Egypt, however, ended up owning the HA-300 design when it bought the licensing rights to the HA-200, and the Egyptians were getting tired of Soviet demands as a condition of supporting Egypt’s MiG fleet. They wanted their own jet, so they built two HA-300 prototypes, one of which first flew (with a non-afterburning Olympus) in 1964. Messerschmitt enticed his friend Ferdinand Brandner to come to Egypt, for Brandner had helped develop the Junkers Jumo 222 jet engine and, after being forcibly adopted by the Soviets, designed the most powerful turboprop in the world at the time—the 12,000-hp Kuznetsov NK-12. Brandner was developing an afterburning engine for Messerschmitt’s HA-300 when the 1967 Six-Day War—a disaster for the Egyptians—and renewed Soviet ties scotched the project. Had they not, Messerschmitt and Brandner might well have created the lightest supersonic fighter in the world.

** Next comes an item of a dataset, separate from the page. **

PR #759, opened 2021-05-25
Update ABSStore for compatibility with newer `azure.storage.blob`.

TomAugspurger:
This continues https://github.com/zarr-developers/zarr-python/pull/620 to update the Azure `ABSStore` to be compatible with newer versions of `azure.storage.blob`.

In addition to @jhamman's compatibility changes, I made a few changes to make this easier to test. The previous API had users pass various pieces of information like the container name, storage account name, account key, etc. Now we just accept an instance of a `BlobServiceClient`. I've deprecated the old way.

Willy Messerschmitt died in September 1978 at the age of 80—the only aircraft designer ever to give his name to such a vast and remarkable array of aircraft spanning nearly half a century.

 

For further reading, frequent contributor Stephan Wilkinson recommends: Willy Messerschmitt: Pioneer of Aviation Design, by Hans J. Ebert, Johann B. Kaiser and Klaus Peters; Sharks of the Air: Willy Messerschmitt and How He Built the World’s First Operational Jet Fighter, by James Neal Harvey; and Augsburg Eagle: The Story of the Messerschmitt 109, by William Green.